How asthma is classified

To classify your asthma severity, your doctor considers your answers to questions about symptoms (such as how often you have asthma attacks and how bad they are), along with the results of your physical exam and diagnostic tests.

Determining your asthma severity helps your doctor choose the best treatment. Asthma severity often changes over time, requiring treatment adjustments.

Asthma is classified into four general categories:

Asthma classification    -   Signs and symptoms
Mild intermittent    -   Mild symptoms up to two days a week and up to two nights a month
Mild persistent    -   Symptoms more than twice a week, but no more than once in a single day
Moderate persistent    -   Symptoms once a day and more than one night a week
Severe persistent    -   Symptoms throughout the day on most days and frequently at night


Prevention and long-term control are key in stopping asthma attacks before they start. Treatment usually involves learning to recognize your triggers, taking steps to avoid them and tracking your breathing to make sure your daily asthma medications are keeping symptoms under control. In case of an asthma flare-up, you may need to use a quick-relief inhaler, such as albuterol.

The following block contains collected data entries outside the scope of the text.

Issue #16, opened 2015-04-22
streamline io.read_* outputs


sbailey:
Most of the desispec.io.read_* functions return an inconveniently long tuple of outputs.  Using it interactively almost always requires looking up the arguments to figure out which arguments are which.  e.g.

    flux, ivar, wave, resolution_data, header = io.read_frame(filename)

Update these to return lightweight classes instead that contain the equivalent member variables, e.g.

    spectra = io.read_frame(filename)
    plot(spectra.wave, spectra.flux[0])

My style preference is for these to be super-lightweight classes that are basically syntactic sugar compared to just returning dictionary with keys of "wave", "flux", "ivar", etc.  They could provide some minimal convenience functions, but the intention is that these are *not* containers for core algorithms. They should expose the raw numpy arrays just like the current io.read_* routines return raw numpy arrays.

This change will break a lot of code, so it might be best to wait for basic functional unit tests to be in place first.  After making the change, if it breaks code that wasn't caught by a test, that should be added as a test too.

weaverba137:
Looks like you want an instance returned by [namedtuple()](https://docs.python.org/2/library/collections.html#collections.namedtuple).

sbailey:
I'll submit a pull request for this soon.  In the end I didn't use namedtuple() because I wanted to have a small amount of functionality in these classes, e.g. checking shape consistency between flux and ivar.  namedtuple() does match the original issue request (and is nifty, thanks for pointing it out), but the scope slightly shifted during implementation.

sbailey:
Addressed by PR #47 .  Closing issue.

PR #47, opened 2015-07-28
Refactor io objects

sbailey:
This PR addresses issue #16 to refactor I/O to return lightweight objects, e.g.

    frame = io.read_frame(filename)

instead of

    wave, flux, ivar, mask, resolution, header = io.read_frame(filename)

This has convenience and greater future flexibility since additional parameters can be added to the frame object without having to change any of the code using it.  It has the downside of somewhat obfuscating what is returned by the I/O functions — you have to go look it up in an object rather than directly seeing the 6 elements.

This touched a lot of files, since those lightweight objects also get passed around for the various algorithm code.  Multiple tests were added as part of this PR.  It passes both the unit tests and the integration test.


sbailey:
Update: the tests pass on my laptop but the Travis tests failed.  I'll look into that and fix it and update the pull request.  The basic changes can still be reviewed in the meantime.

weaverba137:
There are a few problems here.

1. The Python package needs to internally set up and know the paths to these scripts at compile/test time.
1. Once *executed*, the scripts need to be able to import the desispec package.
1. One can't assume that the same version of Python will execute the scripts, *i.e.* if any non-standard Python needs to be used to execute these scripts, that executable needs to be written into the test.

These are solvable problems, but it would be much easier if the tests simply tested the *components* of the scripts, or imported the `main()` function and executed that.

weaverba137:
I dealt with the internal package paths and environment variables, but in a very fragile way.  I advocate moving away from running scripts and just testing the internal components.

sbailey:
Previously all unit tests were just for components, but I found problems where scripts were failing because component interfaces and their tests had changed but the scripts hadn't been updated, and thus the problems weren't found until later integration tests.  The test_binscripts unit test was an attempt to verify that the scripts themselves worked.  This test works when you already have the git clone configured via PATH and PYTHONPATH, but it was failing the Travis tests because of difficulty bootstrapping itself.

Our previous script guidance was that it was ok for a script to:
  * parse command line arguments
  * perform I/O using desispec.io.* functions
  * call algorithms using the data received from the I/O

but scripts should not include algorithms themselves.

Wrappering all that into a single main() slightly obfuscates the script structure, but could be ok if that would cleanly solve the Travis configuration bootstrapping.

weaverba137:
Those guidelines are fair enough, but when I actually look inside `desi_compute_fiberflat.py` and `desi_compute_sky.py`, I see those are *already* wrappered in `main()` functions.  So why not just put those main functions in the package hierarchy, where they can be easily found by the package tests, and as a bonus, those functions will be found by automated documentation processing?

sbailey:
Forgot to add in the merge comments: this addresses issue #16 .  Apologies for the extra email, but I do want to maintain PR vs. issue linkages in the comments.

The right medications for you depend on a number of things — your age, symptoms, asthma triggers and what works best to keep your asthma under control.
Preventive, long-term control medications reduce the inflammation in your airways that leads to symptoms. Quick-relief inhalers (bronchodilators) quickly open swollen airways that are limiting breathing. In some cases, allergy medications are necessary.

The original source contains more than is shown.